Buku ini bukan sembarang buku. Diterbitkan oleh LIPI (Lembaga Ilmu Pengetahuan Indonesia), buku karya John MacKinnon, Karen Phillipps, dan Bas van Balen ini dikenal sebagai panduan klasik bagi para pengamat burung di Indonesia. Isinya sangat lengkap, mulai dari deskripsi fisik, perilaku, habitat, hingga ilustrasi warna-warni dari ratusan jenis burung yang hidup di berbagai pulau besar di Nusantara, termasuk Sabah, Sarawak, dan Brunei Darussalam.
Begitu halaman pertama dibuka, mata Vino dan Vano langsung tertarik oleh gambar-gambar burung berwarna hijau, biru, dan merah mencolok. Mereka saling berebut menunjuk gambar favorit, lalu membaca keras-keras nama-nama burung yang terdengar unik di telinga mereka.

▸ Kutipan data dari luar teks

PR #2806, opened 2025-09-25
Add browser navigation event

martinkuba:
## Changes

This adds a browser event for capturing navigation actions.

Proposed [here](https://github.com/open-telemetry/opentelemetry-browser/issues/3#issuecomment-3288597619)


docs/browser/browser-events.md
```diff
@@ -51,4 +51,72 @@ semantic convention tooling supports complex attributes
...
+
+**Status:** ![Development](https://img.shields.io/badge/-development-blue)
+
+The event name MUST be `browser.navigation`.
+
+This event represents a browser navigation action.
+
+| Attribute  | Type | Description  | Examples  | [Requirement Level](https://opentelemetry.io/docs/specs/semconv/general/attribute-requirement-level/) | Stability |
+|---|---|---|---|---|---|
+| [`browser.navigation.same_document`](/docs/registry/attributes/browser.md) | boolean | A boolean that is true if the navigation is within the same document [1] | `true`; `false` | `Required` | ![Development](https://img.shields.io/badge/-development-blue) |
```
BenoitZugmeyer, line 71: **question:** Any reason to set this attribute as required? I'm worried about browser support here, since the Navigation API is not yet supported in Firefox and Safari. 

At the same time, I'm also wondering about the relevance of this attribute: are we expecting the SDK to collect navigation entries related to past documents? Shouldn't those entries already be collected when the past document was active, in which case this attribute would always be true?

martinkuba: This indicates whether the navigation resulted in loading a new document. I felt it was important to capture because it is the main indicator to specifically distinguish hard page loads.

For Firefox and Safari, we can instrument the History API. Any call to `history.pushState` or `history.replaceState` should be captured as same_document = true, while the event captured when the page is first loading should be same_document = false.

docs/browser/browser-events.md
```diff
@@ -51,4 +51,72 @@ semantic convention tooling supports complex attributes
...
+| [`url.full`](/docs/registry/attributes/url.md) | string | Absolute URL describing a network resource according to [RFC3986](https://www.rfc-editor.org/rfc/rfc3986) [2] | `https://www.foo.bar/search?q=OpenTelemetry#SemConv`; `//localhost` | `Required` | ![Stable](https://img.shields.io/badge/-stable-lightgreen) |
+| [`browser.navigation.hash_change`](/docs/registry/attributes/browser.md) | boolean | A boolean that is true if the navigation is a fragment navigation. [3] | `true`; `false` | `Recommended` | ![Development](https://img.shields.io/badge/-development-blue) |
+| [`browser.navigation.type`](/docs/registry/attributes/browser.md) | string | The type of navigation [4] | `push`; `replace`; `reload`; `traverse` | `Recommended` | ![Development](https://img.shields.io/badge/-development-blue) |
```
vigneshshanmugam, line 74: Not sure how much of a benefit we would have in resembling the Navigation event from Browser spec which is basically a History change activity. For Spec, we would be better off capturing this as `hard-navigation`, `soft-navigation`, `route-change`, `click` etc that triggered the navigations. 

I don't think we need to be in 1-1 with Browser Spec. 

If we take this route, it would be easier to group all the navigations that are associated within a Session in the backend. 

We can also eliminate all the other hashChange, sameDocument fields are the SDK can basically trigger a pageView event dictating whether it was a navigation event that happened due to this type.

docs/browser/browser-events.md
BenoitZugmeyer: > This indicates whether the navigation resulted in loading a new document.

Forgive me if I'm wrong as I am new to the Navigation API, but from my tests it doesn't seem to be the case. `sameDocument` indicates that the `NavigationHistoryEntry` was on the current document (also the [doc](https://developer.mozilla.org/en-US/docs/Web/API/NavigationHistoryEntry/sameDocument) seems to confirm this).

Test:

* load https://example.com/
* in the devtools, look at `navigation.currentEntry.sameDocument`. It should be `true` (even if it's a whole new document)
* Make a soft navigation using `history.pushState(null, '', 'foo')` then look at `navigation.entries()`. A new navigation entry was added to the list, and both entries have `sameDocument: true`
* Make a hard navigation using `location.href = '/'` then look at `navigation.entries()` again. A new navigation entry with `sameDocument: true` was added to the list, and the first two entries `sameDocument` became `false`.

BenoitZugmeyer: Ooh I understand your point of view as you are referring to the `navigateEvent.destination.sameDocument` property. In this case yes it distinguishes between soft and hard navigations, but I don't think we should collect hard navigations this way? The hard navigation should be collected after the page is loaded, no?

PR #2819, opened 2025-09-29
[chore] Automatically split attribute tables based on deprecation status

thompson-tomo:
## Changes

This splits the attribute tables based on the deprecation status.

This provides the following benefits:
- deprecated attributes no longer needs to be moved to seperate groups simplifying process and improving history
- The attributes on signals are grouped the same as the registry
- The deprecated tables can have a different structure with links to new attributes

Outstanding tasks:
- consolidating deprecated attributes in to main file
- Putting informative briefs back on attributes rather than deprecation reason.


trask:
> consolidating deprecated attributes in to main file

There are pros and cons to having a single yaml for both deprecated and non-deprecated attributes

thompson-tomo:
@joaopgrassi can you reopen, when I reverted the changes I missed a carriage return.

Also shouldn't android be owned by mobile/client sig etc?

joaopgrassi:
I'm sorry but did we discussed this change? I'm not aware that we wanted to do any of these changes. Where did the need of this came from? I think such changes needs to be discussed and agreed first before we start sending PRs.

thompson-tomo:
Yes it was discussed when we discussed the changes to the attribute tables. The feedback was to avoid needing to update the yaml which is what I have done.

By having a different layout for deprecated we can hide irrelevant columns or even add additional. That is what has been done here.

Note when a deprecated is rendered on a signal it can now have a clickable link to the replacement. This logic could be added to the table in the attribute registry.

Anyway it won't be possible to re-open due to force pushing the typo fix. So have #3016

Di sela-sela kegiatan membaca di TBM Bintang Brilliant, tawa sering kali pecah. Nama-nama burung yang unik seperti burung Kuntul atau Belkok terdengar lucu di telinga anak-anak. Namun justru dari rasa ingin tahu dan keceriaan itulah muncul semangat belajar. Mereka belajar mengeja nama-nama ilmiah, mengamati bentuk paruh dan warna bulu, bahkan menebak habitat burung dari deskripsi yang dibaca.
Melalui kegiatan ini, literasi sains tidak lagi terasa sulit. Anak-anak belajar dengan cara yang alami, dari rasa ingin tahu, dari kekaguman terhadap alam, dan dari tawa yang lahir saat belajar bersama.

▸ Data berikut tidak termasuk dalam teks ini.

Issue #2301, opened 2025-05-26
Review updowncounter naming in k8s


lmolkova:
See https://github.com/open-telemetry/semantic-conventions/blob/main/docs/system/k8s-metrics.md, plenty of  UpdownCounters are pluralized

PR #2822, opened 2025-09-29
[k8s] Fix updowncounters to follow the non-pluralization rule

ChrsMark:
Fixes https://github.com/open-telemetry/semantic-conventions/issues/2301

## Changes

This brings names in alignment with the pluralisation guidelines: https://github.com/open-telemetry/semantic-conventions/blob/v1.37.0/docs/general/naming.md#do-not-pluralize-updowncounter-names

  Renamed metrics:
  - k8s.node.allocatable.pods -> k8s.node.pod.allocatable
  - k8s.daemonset.current_scheduled_nodes -> k8s.daemonset.node.current_scheduled
  - k8s.daemonset.desired_scheduled_nodes -> k8s.daemonset.node.desired_scheduled
  - k8s.daemonset.misscheduled_nodes -> k8s.daemonset.node.misscheduled
  - k8s.daemonset.ready_nodes -> k8s.daemonset.node.ready
  - k8s.job.active_pods -> k8s.job.pod.active
  - k8s.job.failed_pods -> k8s.job.pod.failed
  - k8s.job.successful_pods -> k8s.job.pod.successful
  - k8s.job.desired_successful_pods -> k8s.job.pod.desired_successful
  - k8s.job.max_parallel_pods -> k8s.job.pod.max_parallel
  - k8s.cronjob.active_jobs -> k8s.cronjob.job.active
  - k8s.deployment.desired_pods -> k8s.deployment.pod.desired
  - k8s.deployment.available_pods -> k8s.deployment.pod.available
  - k8s.replicaset.desired_pods -> k8s.replicaset.pod.desired
  - k8s.replicaset.available_pods -> k8s.replicaset.pod.available
  - k8s.replicationcontroller.desired_pods -> k8s.replicationcontroller.pod.desired
  - k8s.replicationcontroller.available_pods -> k8s.replicationcontroller.pod.available
  - k8s.statefulset.desired_pods -> k8s.statefulset.pod.desired
  - k8s.statefulset.ready_pods -> k8s.statefulset.pod.ready
  - k8s.statefulset.current_pods -> k8s.statefulset.pod.current
  - k8s.statefulset.updated_pods -> k8s.statefulset.pod.updated
  - k8s.hpa.desired_pods -> k8s.hpa.pod.desired
  - k8s.hpa.current_pods -> k8s.hpa.pod.current
  - k8s.hpa.max_pods -> k8s.hpa.pod.max
  - k8s.hpa.min_pods -> k8s.hpa.pod.min

### DIFF
--- a/model/k8s/deprecated/metrics-deprecated.yaml
+++ b/model/k8s/deprecated/metrics-deprecated.yaml
@@ -8,8 +8,8 @@ groups:
     stability: development
     deprecated:
       reason: renamed
-      renamed_to: k8s.replicationcontroller.desired_pods
-    brief: "Deprecated, use `k8s.replicationcontroller.desired_pods` instead."
+      renamed_to: k8s.replicationcontroller.pod.desired
+    brief: "Deprecated, use `k8s.replicationcontroller.pod.desired` instead."
     instrument: updowncounter
     unit: "{pod}"
   - id: metric.k8s.replication_controller.available_pods
@@ -21,8 +21,8 @@ groups:
     stability: development
     deprecated:
       reason: renamed
-      renamed_to: k8s.replicationcontroller.available_pods
-    brief: "Deprecated, use `k8s.replicationcontroller.available_pods` instead."
+      renamed_to: k8s.replicationcontroller.pod.available
+    brief: "Deprecated, use `k8s.replicationcontroller.pod.available` instead."
     instrument: updowncounter
     unit: "{pod}"
   - id: metric.k8s.replicationcontroller.desired_pods


docs/non-normative/k8s-migration.md
```diff
@@ -107,7 +107,7 @@ The changes between collector implementation and semantic conventions:
 | `k8s.node.allocatable_cpu`                 (type: `gauge`)                         | `k8s.node.allocatable.cpu`               (type: `updowncounter`) |
 | `k8s.node.allocatable_memory`              (type: `gauge`)                         | `k8s.node.allocatable.memory`            (type: `updowncounter`) |
 | `k8s.node.allocatable_ephemeral_storage`   (type: `gauge`)                         | `k8s.node.allocatable.ephemeral_storage` (type: `updowncounter`) |
-| `k8s.node.allocatable_pods`                (type: `gauge`)                         | `k8s.node.allocatable.pods`              (type: `updowncounter`) |
+| `k8s.node.allocatable_pods`                (type: `gauge`)                         | `k8s.node.allocatablepod.count`              (type: `updowncounter`) |
```
dashpole:
```suggestion
| `k8s.node.allocatable_pods`                (type: `gauge`)                         | `k8s.node.allocatable.pod.count`              (type: `updowncounter`) |
```

model/k8s/deprecated/metrics-deprecated.yaml
```diff
@@ -8,10 +8,192 @@ groups:
     stability: development
     deprecated:
       reason: renamed
-      renamed_to: k8s.replicationcontroller.desired_pods
```
AlexanderWert, line 11: Should we maybe add `k8s.replicationcontroller.desired_pods` as an additional deprecated metric?
(as this is the second time this metric is being renamed)

Otherwise `k8s.replicationcontroller.desired_pods` wouldn't be mentioned anywhere as a deprecated metric with only the original (from the first rename) name being documented here (i.e. `k8s.replication_controller.desired_pods`).

model/k8s/deprecated/metrics-deprecated.yaml
```diff
@@ -21,7 +203,239 @@ groups:
     stability: development
     deprecated:
       reason: renamed
-      renamed_to: k8s.replicationcontroller.available_pods
```
AlexanderWert, line 24: same as the comment above about adding additional deprecated metric

model/k8s/deprecated/metrics-deprecated.yaml
ChrsMark: I had both metrics originally, but the validation failed cause it was pointing to a non-existing metric (the first rename). Not sure if this is expected or an unhandled corner-case of our tooling 🤔

jinja2 (approved):

dmitryax:
Even after https://github.com/open-telemetry/semantic-conventions/issues/2306 is resolved, it still unclear why is this change required. Looking at [these guidelines](https://github.com/open-telemetry/semantic-conventions/blob/v1.37.0/docs/general/naming.md?plain=1#naming-rules-for-counters-and-updowncounters) it seems like existing naming still valid.
1. They cannot be taken as namespaces
2. "value being recorded represents discrete instances of a [countable quantity](https://wikipedia.org/wiki/Count_noun)"


```
### Naming rules for counters and UpDownCounters

#### Pluralization

Metric namespaces SHOULD NOT be pluralized.

Metric names SHOULD NOT be pluralized, unless the value being recorded
represents discrete instances of a
[countable quantity](https://wikipedia.org/wiki/Count_noun).
Generally, the name SHOULD be pluralized only if the unit of the metric in
question is a non-unit (like `{fault}` or `{operation}`).

Examples:

- `system.filesystem.utilization`, `http.server.request.duration`, and `system.cpu.time`
  should not be pluralized, even if many data points are recorded.
- `system.paging.faults`, `system.disk.operations`, and `system.network.packets`
  should be pluralized, even if only a single data point is recorded.

#### Do not pluralize UpDownCounter names

UpDownCounter names SHOULD NOT be pluralized.

For example if we have a namespace `system.process` which contains all metrics related
to the processes then to represent the count of the processes we can have a metric named
`system.process.count` instead of `system.processes`. Similarly, `cicd.pipeline.run.active` is preferred
over the `cicd.pipeline.active_runs`.
```

What am I missing?

dmitryax:
It introduces a significant number of breaking changes that don’t seem sufficiently justified

dmitryax:
The PR introduces a significant number of breaking changes, and I’m not sure the current justification is sufficient.

ChrsMark:
@dmitryax the guidance moves us towards consistency based on the discussions happened in the respective guidance PR and specifically https://github.com/open-telemetry/semantic-conventions/pull/2317#discussion_r2129164157. The part that applies here is that `UpDownCounter`s should not be pluralised, with the following example:

```
Similarly, `cicd.pipeline.run.active` is preferred
over the `cicd.pipeline.active_runs`.
```

Also note that those metrics are not in use yet in the Collector in the current format hence it's not really an impactful breaking change. Those metrics are already different to the Collector's ones as we can see in https://github.com/open-telemetry/semantic-conventions/pull/2822/files#diff-ba5fa96c108eca125c2c88f68cdfb0a3d0c95792912f5518eedd55666bc1c033.

I don't have a strong preference for this change either but it seems that we need it so as to be consistent with the rest of the project.

@lmolkova please chime in if we miss anything here.

dmitryax:
Ok, but the guidelines in the spec are still not strong enough for this change. All of the existing metrics seem to follow this section:

> Metric names SHOULD NOT be pluralized, **unless the value being recorded
> represents discrete instances of a
> [countable quantity](https://wikipedia.org/wiki/Count_noun).
> Generally, the name SHOULD be pluralized only if the unit of the metric in
> question is a non-unit (like `{fault}` or `{operation}`)**.

Do we need to remove that part from the spec?

In general, looking at the changed metrics names as a user, the existing ones seem to be more intuitive than to the new ones.

.chloggen/fix_k8s_updowncounters.yaml
```diff
@@ -0,0 +1,48 @@
...
+# (Optional) One or more lines of additional information to render under the primary note.
+# These lines will be padded with 2 spaces and then inserted directly into the document.
+# Use pipe (|) for multiline entries.
+subtext: |
+  Renamed metrics:
+  - k8s.node.allocatable.pods -> k8s.node.allocatable.pod.count
+  - k8s.daemonset.current_scheduled_nodes -> k8s.daemonset.current_scheduled_node.count
+  - k8s.daemonset.desired_scheduled_nodes -> k8s.daemonset.desired_scheduled_node.count
+  - k8s.daemonset.misscheduled_nodes -> k8s.daemonset.misscheduled_node.count
+  - k8s.daemonset.ready_nodes -> k8s.daemonset.ready_node.count
```
dmitryax: Is it expected that we always just add `.count` suffix? Looking at the discussions behind the new guidelines, should we consider something like this?
```suggestion
  - k8s.daemonset.current_scheduled_nodes -> k8s.daemonset.node.current_scheduled
  - k8s.daemonset.desired_scheduled_nodes -> k8s.daemonset.node.desired_scheduled
  - k8s.daemonset.misscheduled_nodes -> k8s.daemonset.node.misscheduled
  - k8s.daemonset.ready_nodes -> k8s.daemonset.node.ready
```

Similar for other metrics. Just asking for sake of discussion.

ChrsMark: Yeap, adding `.count` is one option but what you suggest is also an option. I went for `.count` which looked less controversial to me (i.e. `k8s.daemonset.node.ready` might not be so clear?) but I would be happy to change it to what you suggest if it's preferable.

@lmolkova could you let us know what your suggestion would be here?
@open-telemetry/semconv-k8s-approvers please let us know what you think.

model/k8s/deprecated/metrics-deprecated.yaml
jsuereth: I believe the tooling expects all the previous metric names to remain around.

Given these are not "stable" I think there's less enforcement around keeping things around, although it is risky depending on whether the intermediate name was used.

If you have a caveat asking folks NOT to migrate to new metrics past version "X" then you can drop the intermediary if it's between "X" and now, as (theoretically) anyone taking a dependency there new this might be changing.

jsuereth (approved):

.chloggen/fix_k8s_updowncounters.yaml
jsuereth: I believe your PR is ready to be merged.  @lmolkova is OOO right now.  

Personally, I like the consistency of `.count` you have here, but I think both options are viable

jsuereth: I marked the PR as ready to be merged.  If the k8s SIG feels confident in this direction, please close this comment and this will be merged, otherwise please leave this open.

model/k8s/deprecated/metrics-deprecated.yaml
lmolkova: The automation should not allow to remove metric definitions regardless of stability - this helps minimize dependency conflicts in generated semconv artifacts.

The check was updated recently - https://github.com/open-telemetry/semantic-conventions/pull/2836, I imagine if this PR is rebased and checks re-run, it'd fail requiring metrics to be preserved (as deprecated).

.chloggen/fix_k8s_updowncounters.yaml
lmolkova: the @dmitryax 's  proposal looks great to me: 

e.g. in `k8s.daemonset.ready_nodes -> k8s.daemonset.node.ready`, `node` becomes a namespace we can group things around. We now default to `.` and namespacing whenever it makes sense.

It also looks consistent with other metrics we have, e.g. https://github.com/open-telemetry/semantic-conventions/blob/main/docs/otel/sdk-metrics.md

ChrsMark:
I will update this based on the outcome of https://github.com/open-telemetry/semantic-conventions/pull/2822#discussion_r2445508514.

.chloggen/fix_k8s_updowncounters.yaml
ChrsMark: Ok, I will update the PR accordingly since that's preferable and more consistent with the rest of the project.

updated: [41b1cc5](https://github.com/open-telemetry/semantic-conventions/pull/2822/commits/41b1cc554fea68f4cbdb8698f4f95dc4c5204cce)

model/k8s/deprecated/metrics-deprecated.yaml
ChrsMark: Added that but the validation is failing:

```
Diagnostic report:

Violation: Metric 'k8s.replication_controller.available_pods' was renamed to 'k8s.replicationcontroller.available_pods', but the new metric does not exist or is deprecated.
  - Category         : deprecation_violation
  - SemConv group    : metric.k8s.replication_controller.available_pods
  - SemConv attribute: 

Violation: Metric 'k8s.replication_controller.desired_pods' was renamed to 'k8s.replicationcontroller.desired_pods', but the new metric does not exist or is deprecated.
  - Category         : deprecation_violation
  - SemConv group    : metric.k8s.replication_controller.desired_pods
  - SemConv attribute: 
```

@lmolkova could you clarify what's the expectation here? Should we preserve the renames' "history" or just point to the latest existing metric from the deprecated ones?

ChrsMark:
@open-telemetry/semconv-k8s-approvers please take another look since this PR has been updated.

@open-telemetry/specs-semconv-maintainers could you help with the deprecation question from https://github.com/open-telemetry/semantic-conventions/pull/2822#discussion_r2390441581? Right now the checks fail because of the "double" deprecation chain, or do I miss anything else there?

docs/system/k8s-metrics.md
```diff
@@ -47,7 +47,7 @@ and therefore inherit its attributes, like `k8s.pod.name` and `k8s.pod.uid`.
   - [Metric: `k8s.node.allocatable.cpu`](#metric-k8snodeallocatablecpu)
   - [Metric: `k8s.node.allocatable.memory`](#metric-k8snodeallocatablememory)
   - [Metric: `k8s.node.allocatable.ephemeral_storage`](#metric-k8snodeallocatableephemeral_storage)
-  - [Metric: `k8s.node.allocatable.pods`](#metric-k8snodeallocatablepods)
+  - [Metric: `k8s.node.pod.allocatable](#metric-k8snodepodallocatable)
```
jinja2:
```suggestion
  - [Metric: `k8s.node.pod.allocatable`](#metric-k8snodepodallocatable)
```

docs/system/k8s-metrics.md
```diff
@@ -62,40 +62,40 @@ and therefore inherit its attributes, like `k8s.pod.name` and `k8s.pod.uid`.
   - [Metric: `k8s.node.filesystem.capacity`](#metric-k8snodefilesystemcapacity)
   - [Metric: `k8s.node.filesystem.usage`](#metric-k8snodefilesystemusage)
 - [Deployment metrics](#deployment-metrics)
-  - [Metric: `k8s.deployment.desired_pods`](#metric-k8sdeploymentdesired_pods)
-  - [Metric: `k8s.deployment.available_pods`](#metric-k8sdeploymentavailable_pods)
+  - [Metric: `k8s.deployment.pod.desired`](#metric-k8sdeploymentpoddesired)
+  - [Metric: `k8s.deployment.pod.available](#metric-k8sdeploymentpodavailable)
```
jinja2:
```suggestion
  - [Metric: `k8s.deployment.pod.available`](#metric-k8sdeploymentpodavailable)
```

docs/system/k8s-metrics.md
```diff
@@ -62,40 +62,40 @@ and therefore inherit its attributes, like `k8s.pod.name` and `k8s.pod.uid`.
...
 - [ReplicaSet metrics](#replicaset-metrics)
-  - [Metric: `k8s.replicaset.desired_pods`](#metric-k8sreplicasetdesired_pods)
-  - [Metric: `k8s.replicaset.available_pods`](#metric-k8sreplicasetavailable_pods)
+  - [Metric: `k8s.replicaset.pod.desired](#metric-k8sreplicasetpoddesired)
+  - [Metric: `k8s.replicaset.pod.available](#metric-k8sreplicasetpodavailable)
```
jinja2:
```suggestion
  - [Metric: `k8s.replicaset.pod.desired`](#metric-k8sreplicasetpoddesired)
  - [Metric: `k8s.replicaset.pod.available`](#metric-k8sreplicasetpodavailable)
```

docs/system/k8s-metrics.md
```diff
@@ -62,40 +62,40 @@ and therefore inherit its attributes, like `k8s.pod.name` and `k8s.pod.uid`.
...
 - [ReplicationController metrics](#replicationcontroller-metrics)
-  - [Metric: `k8s.replicationcontroller.desired_pods`](#metric-k8sreplicationcontrollerdesired_pods)
-  - [Metric: `k8s.replicationcontroller.available_pods`](#metric-k8sreplicationcontrolleravailable_pods)
+  - [Metric: `k8s.replicationcontroller.pod.desired](#metric-k8sreplicationcontrollerpoddesired)
+  - [Metric: `k8s.replicationcontroller.pod.available](#metric-k8sreplicationcontrollerpodavailable)
```
jinja2:
```suggestion
  - [Metric: `k8s.replicationcontroller.pod.desired`](#metric-k8sreplicationcontrollerpoddesired)
  - [Metric: `k8s.replicationcontroller.pod.available`](#metric-k8sreplicationcontrollerpodavailable)
```
Looks like backticks missing in a few places, commenting with fix for the ones i noticed

docs/system/k8s-metrics.md
```diff
@@ -62,40 +62,40 @@ and therefore inherit its attributes, like `k8s.pod.name` and `k8s.pod.uid`.
...
 - [StatefulSet metrics](#statefulset-metrics)
-  - [Metric: `k8s.statefulset.desired_pods`](#metric-k8sstatefulsetdesired_pods)
-  - [Metric: `k8s.statefulset.ready_pods`](#metric-k8sstatefulsetready_pods)
-  - [Metric: `k8s.statefulset.current_pods`](#metric-k8sstatefulsetcurrent_pods)
-  - [Metric: `k8s.statefulset.updated_pods`](#metric-k8sstatefulsetupdated_pods)
+  - [Metric: `k8s.statefulset.pod.desired](#metric-k8sstatefulsetpoddesired)
+  - [Metric: `k8s.statefulset.pod.ready](#metric-k8sstatefulsetpodready)
+  - [Metric: `k8s.statefulset.pod.current](#metric-k8sstatefulsetpodcurrent)
+  - [Metric: `k8s.statefulset.pod.updated](#metric-k8sstatefulsetpodupdated)
```
jinja2:
```suggestion
  - [Metric: `k8s.statefulset.pod.desired`](#metric-k8sstatefulsetpoddesired)
  - [Metric: `k8s.statefulset.pod.ready`](#metric-k8sstatefulsetpodready)
  - [Metric: `k8s.statefulset.pod.current`](#metric-k8sstatefulsetpodcurrent)
  - [Metric: `k8s.statefulset.pod.updated`](#metric-k8sstatefulsetpodupdated)
```

docs/system/k8s-metrics.md
```diff
@@ -62,40 +62,40 @@ and therefore inherit its attributes, like `k8s.pod.name` and `k8s.pod.uid`.
...
 - [HorizontalPodAutoscaler metrics](#horizontalpodautoscaler-metrics)
-  - [Metric: `k8s.hpa.desired_pods`](#metric-k8shpadesired_pods)
-  - [Metric: `k8s.hpa.current_pods`](#metric-k8shpacurrent_pods)
-  - [Metric: `k8s.hpa.max_pods`](#metric-k8shpamax_pods)
-  - [Metric: `k8s.hpa.min_pods`](#metric-k8shpamin_pods)
+  - [Metric: `k8s.hpa.pod.desired](#metric-k8shpapoddesired)
+  - [Metric: `k8s.hpa.pod.current](#metric-k8shpapodcurrent)
+  - [Metric: `k8s.hpa.pod.max](#metric-k8shpapodmax)
+  - [Metric: `k8s.hpa.pod.min](#metric-k8shpapodmin)
```
jinja2:
```suggestion
  - [Metric: `k8s.hpa.pod.desired`](#metric-k8shpapoddesired)
  - [Metric: `k8s.hpa.pod.current`](#metric-k8shpapodcurrent)
  - [Metric: `k8s.hpa.pod.max`](#metric-k8shpapodmax)
  - [Metric: `k8s.hpa.pod.min`](#metric-k8shpapodmin)
```

docs/system/k8s-metrics.md
```diff
@@ -62,40 +62,40 @@ and therefore inherit its attributes, like `k8s.pod.name` and `k8s.pod.uid`.
...
-  - [Metric: `k8s.job.active_pods`](#metric-k8sjobactive_pods)
-  - [Metric: `k8s.job.failed_pods`](#metric-k8sjobfailed_pods)
-  - [Metric: `k8s.job.successful_pods`](#metric-k8sjobsuccessful_pods)
-  - [Metric: `k8s.job.desired_successful_pods`](#metric-k8sjobdesired_successful_pods)
-  - [Metric: `k8s.job.max_parallel_pods`](#metric-k8sjobmax_parallel_pods)
+  - [Metric: `k8s.job.pod.active](#metric-k8sjobpodactive)
+  - [Metric: `k8s.job.pod.failed](#metric-k8sjobpodfailed)
+  - [Metric: `k8s.job.pod.successful](#metric-k8sjobpodsuccessful)
+  - [Metric: `k8s.job.pod.desired_successful](#metric-k8sjobpoddesired_successful)
+  - [Metric: `k8s.job.pod.max_parallel](#metric-k8sjobpodmax_parallel)
```
jinja2:
```suggestion
  - [Metric: `k8s.job.pod.active`](#metric-k8sjobpodactive)
  - [Metric: `k8s.job.pod.failed`](#metric-k8sjobpodfailed)
  - [Metric: `k8s.job.pod.successful`](#metric-k8sjobpodsuccessful)
  - [Metric: `k8s.job.pod.desired_successful`](#metric-k8sjobpoddesired_successful)
  - [Metric: `k8s.job.pod.max_parallel`](#metric-k8sjobpodmax_parallel)
```

docs/non-normative/k8s-migration.md
```diff
@@ -111,7 +111,7 @@ The changes between collector implementation and semantic conventions:
 | `k8s.node.allocatable_cpu`                 (type: `gauge`)                         | `k8s.node.allocatable.cpu`               (type: `updowncounter`) |
 | `k8s.node.allocatable_memory`              (type: `gauge`)                         | `k8s.node.allocatable.memory`            (type: `updowncounter`) |
 | `k8s.node.allocatable_ephemeral_storage`   (type: `gauge`)                         | `k8s.node.allocatable.ephemeral_storage` (type: `updowncounter`) |
-| `k8s.node.allocatable_pods`                (type: `gauge`)                         | `k8s.node.allocatable.pods`              (type: `updowncounter`) |
+| `k8s.node.allocatable_pods`                (type: `gauge`)                         | `k8s.node.pod.allocatable`              (type: `updowncounter`) |
```
jinja2, line 114: I am confused why allocatable property is in different positions here, for e.g., `k8s.node.allocatable.cpu` vs. `k8s.node.pod.allocatable`.  Is there a reason for this difference in namespacing for pod resource only?

dmitryax: Good point. `k8s.node.allocatable.pod.count` then, if we don't allow plurals? even though I still find `k8s.node.allocatable.pods` more intuitive.

ChrsMark: I had in mind to also change those in a follow-up PR (since they are not pluralized), i.e. `k8s.node.memory.allocatable`. We already have similar ones like [`k8s.node.memory.available`](https://github.com/open-telemetry/semantic-conventions/blob/1e7e3961abb3c9ee9dfe110d9424a96b5d1ceee9/docs/system/k8s-metrics.md?plain=1#L1140). Would that make sense?

docs/system/k8s-metrics.md
ChrsMark: Ouch, good catch. For some reason the renaming messed things up. I have fixed those.

docs/non-normative/k8s-migration.md
jinja2: sounds good to me

model/k8s/deprecated/metrics-deprecated.yaml
lmolkova: If I understand correctly:

- metric A was renamed to B
- then metric B was renamed to C

Should deprecation note on A now point to C? 
Yes!

If you migrate from old version with metric A, you should migrate directly to C, no need to even know that there was B in the middle. 
If someone is looking for migration path to older version of semconv (before C existed), they could find B in that version.

lmolkova (approved):

model/k8s/deprecated/metrics-deprecated.yaml
ChrsMark: Thank's for clarifying this, should be fixed now: [4675f3f](https://github.com/open-telemetry/semantic-conventions/pull/2822/commits/4675f3f63299dac8ce69ed6b953e2a7385fc58e5)

model/k8s/deprecated/metrics-deprecated.yaml
ChrsMark: Same as https://github.com/open-telemetry/semantic-conventions/pull/2822#discussion_r2463754932

docs/non-normative/k8s-migration.md
ChrsMark: Follow-up PR: https://github.com/open-telemetry/semantic-conventions/pull/2973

Kegiatan membaca ini juga menjadi kesempatan bagi orang dewasa untuk menumbuhkan kecintaan anak pada alam sejak dini. Tidak perlu peralatan canggih, cukup satu buku dan waktu bersama yang berkualitas. Dari situ, percakapan kecil bisa berkembang menjadi diskusi menarik. Anak-anak bisa diajak untuk mencari tahu lebih lanjut tentang burung yang mereka baca — misalnya dengan menonton video dokumenter, menggambar burung favorit mereka, atau bahkan melakukan pengamatan langsung di taman atau halaman rumah.
Baca Juga : Literasi Sains, Apakah Hanya Baca?
Di tengah derasnya arus teknologi dan hiburan digital, kegiatan seperti ini terasa menyegarkan. Literasi sains tidak harus selalu serius atau penuh teori. Justru lewat tawa dan rasa ingin tahu, anak-anak bisa membangun fondasi berpikir ilmiah yang kuat: mengamati, bertanya, menebak, dan mencari tahu jawabannya sendiri.
Vino dan Vano mungkin belum memahami seluruh isi buku itu, tapi semangat mereka untuk membaca dan belajar sudah tumbuh. Siapa tahu, dari halaman-halaman buku Burung-burung di Sumatera, Jawa, Bali dan Kalimantan ini, akan tumbuh calon-calon peneliti, pengamat burung, atau penulis sains masa depan yang mencintai alam dan pengetahuan.
Karena pada akhirnya, belajar bukan soal menghafal fakta, melainkan tentang menemukan rasa ingin tahu dan menjaga api pengetahuan tetap menyala, bahkan lewat nama-nama burung yang membuat kita tersenyum.